* _TASK_
Write out again only the lines that run from the start of the entries to the line containing "Stop asking a", both included.

* _DATA SECTION_
▼
PR #456, opened 2026-08-01
install: only announce an install the browser reported, and cut the cards to one action

miljanm:
## The problem

The install card told people their app was already on the Home Screen while they were still installing it.

There is no reliable way to ask iOS whether a given app is on the Home Screen — Apple exposes nothing, and `getInstalledRelatedApps` is Chromium-only. The card inferred it from display mode, which iOS *also* reports inside the in-app browser it opens from a PWA. So the guess was wrong precisely where someone was mid-install, and the card congratulated them instead of instructing them.

## The change

Stop asking a question that has no answer. Two questions that were conflated are now separate:

- **"Does this document look like an installed app?"** — a boot-time display-mode guess. Still used to stop offering an install to someone already using one, where being wrong is harmless.
- **"Did the browser tell us an install happened?"** — set only by `appinstalled`. The success message is the only thing allowed to read it.

iOS never fires `appinstalled`, so on iPhone that claim cannot appear at all. Its place is taken by the Share steps, which are correct whether or not the app is already installed — adding twice is harmless — which is exactly why they are safe to show without knowing the answer.

## Also: one action per card

Both cards had accumulated a worded dismissal competing with the one action worth taking.

- "Done" on the hand-off card and "Maybe later" on the standalone card become a corner ×.
- The Share step drops "(the square with an up-arrow)" — a gloss on a button everyone recognises, which pushed the actual instruction onto a third line.
- The standalone card's icon uploader is removed. Name and icon are chosen before that page is ever reached, so it was a second way to do an already-done job sitting in the middle of the one screen whose purpose is a single instruction. The icon remains as identity, not a control.

One CSS note worth flagging for review: `.standalone-install button` outranks a bare class, so the corner × matches that specificity or it inherits the 42px pill border it must not have.

## Testing

New unit tests pin the rule that a standalone-looking launch suppresses the install offer but claims nothing, and that only a witnessed `appinstalled` may be announced.

## Review shape

Third of a four-part stack.

### DIFF
--- a/frontend/src/components/Drawer/InstallSheet.css
+++ b/frontend/src/components/Drawer/InstallSheet.css
@@ -18,6 +18,7 @@
 @keyframes is-fade { from { opacity: 0; } to { opacity: 1; } }
 
 .is__card {
+  position: relative;
   width: 100%;
   max-width: 420px;
   background: var(--surface, #14181f);
@@ -226,10 +227,34 @@
   text-decoration: none;
 }
 
-/* The address is a fallback to read and retype by hand, so keep it
-   selectable and break it anywhere rather than overflowing the card. */
-.is__url {
+/* Corner dismissal. Sits in the card's padding, with a touch target larger
+   than the glyph so a thumb can hit it without crowding the title. */
+.is__close {
+  position: absolute;
+  top: 8px;
+  right: 8px;
+  display: grid;
+  place-items: center;
+  width: 34px;
+  height: 34px;
+  padding: 0;
+  border: none;
+  border-radius: 8px;
+  background: transparent;
+  color: var(--muted, #9ca3af);
+  font: inherit;
+  font-size: 22px;
+  line-height: 1;
+  cursor: pointer;
+  transition: color 0.15s, background 0.15s;
+}
+
+.is__close:hover {
   color: var(--text, #d4d4d8);
-  overflow-wrap: anywhere;
-  user-select: all;
+  background: var(--hover, rgba(255, 255, 255, 0.06));
+}
+
+.is__close:focus-visible {
+  outline: 2px solid var(--accent, #a78bfa);
+  outline-offset: 2px;
 }
--- a/frontend/src/components/Drawer/InstallSheet.jsx
+++ b/frontend/src/components/Drawer/InstallSheet.jsx
@@ -145,22 +145,13 @@ export default function InstallSheet({ app, onClose }) {
     return new URL(`/apps/${appSlug}/?${query}`, window.location.origin).href
   }
 
-  // Shown for typing by hand. Deliberately WITHOUT the one-time pass: an
-  // address a human copies off a screen should not be a credential, and a
-  // pass-less arrival degrades to the ordinary login rather than failing.
-  const plainUrl = typeof window !== 'undefined'
-    ? new URL(`/apps/${appSlug}/?install=1`, window.location.origin).href
-    : `/apps/${appSlug}/?install=1`
-
   async function copyLink() {
     try {
       await navigator.clipboard.writeText(handoffUrl)
       setCopied(true)
     } catch {
-      // Clipboard access can be denied outright. The address is printed in
-      // the card either way, so this degrades to reading it off the screen.
       setCopied(false)
-      setError('Could not copy — the address is written below.')
+      setError('Could not copy — use the button above instead.')
     }
   }
 
@@ -223,6 +214,17 @@ export default function InstallSheet({ app, onClose }) {
       >
         {handoff ? (
           <>
+            {/* Nothing is left to confirm at this step — the work is done and
+                the card is now just instructions. A corner dismissal reads as
+                "I'm finished reading" without competing with the action. */}
+            <button
+              type="button"
+              className="is__close"
+              aria-label="Close"
+              onClick={() => onClose?.()}
+            >
+              ×
+            </button>
             <h2 className="is__title">Add {label} to your home screen</h2>
             <p className="is__hint is__hint--steps">
               Only Safari can put an app on your home screen, and you’re in
@@ -251,22 +253,6 @@ export default function InstallSheet({ app, onClose }) {
             </div>
 
             {error && <div className="is__error" role="alert">{error}</div>}
-
-            <p className="is__hint">
-              If it opens inside Möbius rather than Safari, tap the compass
-              icon to switch over. Or open Safari yourself and go to{' '}
-              <span className="is__url">{plainUrl}</span>
-            </p>
-
-            <div className="is__actions">
-              <button
-                type="button"
-                className="is__btn is__btn--secondary"
-                onClick={() => onClose?.()}
-              >
-                Done
-              </button>
-            </div>
           </>
         ) : (
         <>
--- a/frontend/src/components/StandaloneApp/StandaloneApp.css
+++ b/frontend/src/components/StandaloneApp/StandaloneApp.css
@@ -128,6 +128,7 @@
 }
 
 .standalone-install {
+  position: relative;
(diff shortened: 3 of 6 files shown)


hamzamerzic:
## Review synthesis

**Verdict: request changes** — the central distinction is right and worth keeping; it is applied to only one of the two places that depend on it.

Splitting one boolean into `launchedInstalled` (a display-mode guess) and `observedInstall` (set only by the `appinstalled` event) is the correct idea: "does this document look installed" is genuinely a different question from "was this app installed", and only the browser can answer the second. The success branch now obeys that.

### [MAJOR] `beforeinstallprompt` is still gated on the guess the PR just declared untrustworthy

**Where:** `frontend/src/lib/installPrompt.js:42` — `if (launchedInstalled) return`

The suppression gate still uses the display-mode guess. On `/apps/<slug>/` the document's manifest is the *mini-app's* — a different app from whatever made the window standalone — so a `beforeinstallprompt` fired for the mini-app is discarded because the shell happens to be standalone.

**Failure:** Chromium, Möbius shell installed as a PWA. Open the shell (standalone) → drawer → Add to home screen for a mini-app → `InstallSheet` navigates same-tab to `/apps/<slug>/?install=1` in the standalone window. `launchedInstalled` was set true at boot, so the mini-app's `beforeinstallprompt` is dropped and `deferredPrompt` stays null. With this PR's rewiring, `installObserved` is false, so the card now renders the *offer* branch: "Install <app>", and on tap instructs the user to "Open the browser menu, then choose Install app" — a menu entry that does not exist inside a standalone PWA window. The native prompt that would have worked was already thrown away.

Note this is a change in kind, not degree: before this PR that path ended (in a wrong success message); now it ends with an instruction that cannot be carried out.

**Fix:** Capture the event unconditionally (`event.preventDefault(); deferredPrompt = event`) and let `getInstallPromptSnapshot()` keep returning `'installed'` for the launched-standalone shell. The standalone mini-app page then correctly reports `'ready'` with a working Install button. If a blanket capture is too broad for the shell's own first-run card, gate that card on `launchedInstalled` rather than gating the capture.

### [MINOR] The stated cause was already removed upstream in this stack

The PR body attributes the false success message to a cause that #454 removed. The new tests assert the corrected behaviour but do not model the original failing path, so they would pass with or without this change on the relevant branch. Worth restating what this layer fixes on top of #454 so the tests can target it.

### [MINOR] `min-height: 42px` still reaches the corner ×

The PR body says the shared button `min-height` was excluded from the new corner close control, but the rule still applies to it, giving a 42px-tall target in a corner sized for 34px.

### [MINOR] The handoff card loses its only in-app-browser recovery instruction

Trimming to one action removed the sentence that told users in an in-app browser (Instagram, Slack) how to get to a real browser. The replacement copy does not cover that case, which is the one where users are most stuck.

### [NIT] Two dismissals on the screens this PR set out to simplify

On the screens where both the corner × and a remaining action are shown, the user still has two ways to dismiss and must choose — the outcome the "cut the cards to one action" goal was meant to remove.

### Notes

- The second model rated this `APPROVE_WITH_NITS`, raising only that the absolutely positioned corner × can overlap a long app title (names are permitted up to 500 characters, `backend/app/schemas.py:72`) because the heading reserves no space for it. That is a real, small layout bug worth folding in — reserve the control's width with `padding-right` on the title.

---
<sub>Synthesized from two independent model reviews (Claude Opus 5, GPT-5.6 Sol) run against this exact diff with no shared context. The models disagreed on severity here; the reasoning behind the stricter reading is given above so you can judge it directly.</sub>

hamzamerzic:
## Review synthesis (round 2)

**Verdict: request changes** — the round-1 findings are still open, and both models re-derived the central one independently.

### Round-1 follow-up

| Round-1 finding | Status |
|---|---|
| `beforeinstallprompt` still gated on the guess | **UNRESOLVED** — `installPrompt.js:43` is still `if (launchedInstalled) return`, and `getInstallPromptSnapshot()` still folds the guess into `'installed'`. |
| Tests do not model the original failing path | **UNRESOLVED** — the new tests exercise only `installPrompt.js` snapshots; nothing references `StandaloneInstallCard`, so the card wiring this PR changed is untested. |
| `min-height: 42px` still reaches the corner × | **UNRESOLVED** — the close rule sets `height: 34px` but never overrides the inherited `min-height`. |
| Handoff card lost its in-app-browser instruction | **UNRESOLVED** — the handoff branch still ends after its link controls with no recovery text. |
| Two dismissals per card | **PARTIAL** |

### [MAJOR] The install event is still discarded, and the card now gives an impossible instruction

This is the same finding as round 1, restated because the consequence is worse than "a wrong message". On Chromium with the Möbius shell installed as a PWA: opening a mini-app's install page in the standalone window means `launchedInstalled` was true at boot, so the mini-app's own `beforeinstallprompt` is dropped and `deferredPrompt` stays null. With this PR's rewiring the card renders the *offer* branch and, on tap, tells the user to "Open the browser menu, then choose Install app" — a menu entry that does not exist in a standalone PWA window. The native prompt that would have worked was already thrown away at boot.

The PR's own thesis is that "does this *document* look installed" must not answer "is *this app* installed". The success branch now honours that; the capture gate is the other half and still does not.

**Fix:** capture unconditionally (`event.preventDefault(); deferredPrompt = event`) and let the snapshot keep reporting `'installed'` for the launched-standalone shell. If that is too broad for the shell's own first-run card, gate the *card* on `launchedInstalled`, not the capture.

### [MAJOR] Removing the printed URL leaves a failed clipboard write with no recovery

Trimming the handoff card to one action removed the visible URL, so when `navigator.clipboard.writeText` rejects — which it does on a non-secure context, without transient activation, or when permission is denied — the user is left with an error and no way to reach the destination. The printed URL was the fallback path.

**Fix:** keep the URL visible (or render it on clipboard failure) so the handoff degrades instead of dead-ending.

### [MINOR] Long app names render underneath the close control

Both models flagged this. The absolutely positioned corner × sits over the heading area, which reserves no horizontal space for it; app names are permitted up to 500 characters (`backend/app/schemas.py:72`). A `padding-right` on the title (or a header row containing both) fixes it.

---

miljanm:
Follow-up addressed at `3d447aa` and propagated to the reconciled open stack head `5ba6b4b`.

This PR was merged into its base while the review fixes were in progress, so GitHub keeps the merged PR view pinned to its old head; the fixes are carried by the integration branches and open #455.

- `beforeinstallprompt` is now captured unconditionally; an actual app-specific prompt outranks the boot-time display-mode guess, while an installed shell with no prompt remains suppressed;
- a rendered-card test now reproduces the standalone-shell → mini-app prompt path and verifies that the card offers a working **Install** action;
- the corner close overrides the inherited 42px minimum, and long titles reserve the close control's space and wrap safely;
- the pass-free printed URL and in-app-browser recovery instruction are retained, including clipboard-denied recovery;
- instruction screens have one dismissal, and the witnessed-success screen no longer renders both × and **Got it**.

Clarifying the earlier description: this layer's durable contribution is the evidence boundary (`appinstalled` versus a display-mode guess) plus the app-specific prompt path on top of #454—not the already-removed precedence bug by itself.

miljanm:
Audit correction: after the first branch alignment, the intended `min-height: 34px` had been applied to the decorative arrow rather than the corner close in the reconstructed final CSS. That meant the shared 44px button floor still won despite the earlier focused source review.

Corrected at `34757cc` and carried into final integration head `47134ff`: the arrow no longer has the stray minimum, the specific close rule now sets both `height` and `min-height` to 34px, and the browser contract asserts the *computed* values on a mounted standalone install card. The structural-test ratchet remains unchanged, focused card/prompt/recovery tests pass, and all other mapped review findings were rechecked on the final tree.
▲
* _SOLVED EXERCISE_
PR #456, opened 2026-08-01
install: only announce an install the browser reported, and cut the cards to one action

miljanm:
## The problem

The install card told people their app was already on the Home Screen while they were still installing it.

There is no reliable way to ask iOS whether a given app is on the Home Screen — Apple exposes nothing, and `getInstalledRelatedApps` is Chromium-only. The card inferred it from display mode, which iOS *also* reports inside the in-app browser it opens from a PWA. So the guess was wrong precisely where someone was mid-install, and the card congratulated them instead of instructing them.

## The change

Stop asking a question that has no answer. Two questions that were conflated are now separate:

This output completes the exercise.